**Provided data**
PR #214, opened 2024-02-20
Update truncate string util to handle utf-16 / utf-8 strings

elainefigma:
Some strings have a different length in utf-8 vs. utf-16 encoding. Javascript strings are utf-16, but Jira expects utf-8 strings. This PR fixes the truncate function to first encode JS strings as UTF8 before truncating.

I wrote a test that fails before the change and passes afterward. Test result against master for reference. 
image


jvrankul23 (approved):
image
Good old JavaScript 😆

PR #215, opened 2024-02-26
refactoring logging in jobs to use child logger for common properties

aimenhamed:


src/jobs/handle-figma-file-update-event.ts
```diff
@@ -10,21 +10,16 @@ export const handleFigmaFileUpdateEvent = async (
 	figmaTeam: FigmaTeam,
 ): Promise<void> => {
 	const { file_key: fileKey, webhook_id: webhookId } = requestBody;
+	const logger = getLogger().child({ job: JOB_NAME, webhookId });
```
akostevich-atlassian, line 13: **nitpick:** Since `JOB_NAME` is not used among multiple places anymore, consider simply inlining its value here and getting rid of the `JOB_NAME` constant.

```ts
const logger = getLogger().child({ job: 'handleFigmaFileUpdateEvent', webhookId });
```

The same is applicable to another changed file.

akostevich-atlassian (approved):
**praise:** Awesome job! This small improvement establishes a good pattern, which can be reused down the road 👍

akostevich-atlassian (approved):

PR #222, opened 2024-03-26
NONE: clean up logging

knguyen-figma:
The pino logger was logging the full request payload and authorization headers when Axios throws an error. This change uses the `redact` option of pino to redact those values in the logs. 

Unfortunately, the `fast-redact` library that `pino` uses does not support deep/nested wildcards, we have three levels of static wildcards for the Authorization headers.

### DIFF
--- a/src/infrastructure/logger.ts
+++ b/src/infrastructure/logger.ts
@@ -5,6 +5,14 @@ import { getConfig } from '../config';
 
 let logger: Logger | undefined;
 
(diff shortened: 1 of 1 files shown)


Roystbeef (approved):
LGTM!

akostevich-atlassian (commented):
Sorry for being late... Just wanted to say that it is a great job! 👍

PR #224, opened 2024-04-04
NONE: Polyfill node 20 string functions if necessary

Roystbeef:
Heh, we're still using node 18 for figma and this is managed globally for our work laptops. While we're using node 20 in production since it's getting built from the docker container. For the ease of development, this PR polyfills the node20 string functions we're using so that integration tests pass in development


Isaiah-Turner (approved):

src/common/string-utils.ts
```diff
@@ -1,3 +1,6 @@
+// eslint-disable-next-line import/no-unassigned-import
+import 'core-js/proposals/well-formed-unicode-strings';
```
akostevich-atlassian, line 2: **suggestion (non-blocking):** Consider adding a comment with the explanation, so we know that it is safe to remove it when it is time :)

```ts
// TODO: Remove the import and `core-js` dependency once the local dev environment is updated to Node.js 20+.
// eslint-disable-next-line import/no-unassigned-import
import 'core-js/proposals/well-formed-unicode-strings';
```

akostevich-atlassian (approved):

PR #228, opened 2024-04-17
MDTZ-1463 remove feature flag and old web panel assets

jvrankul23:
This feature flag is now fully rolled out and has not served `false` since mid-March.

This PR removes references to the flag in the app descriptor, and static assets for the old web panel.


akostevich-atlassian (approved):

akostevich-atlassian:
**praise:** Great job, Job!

**What you need to do**
Would you please show every line of the material above that includes the string "logging"?

**Your solution**
refactoring logging in jobs to use child logger for common properties
NONE: clean up logging
The pino logger was logging the full request payload and authorization headers when Axios throws an error. This change uses the `redact` option of pino to redact those values in the logs. 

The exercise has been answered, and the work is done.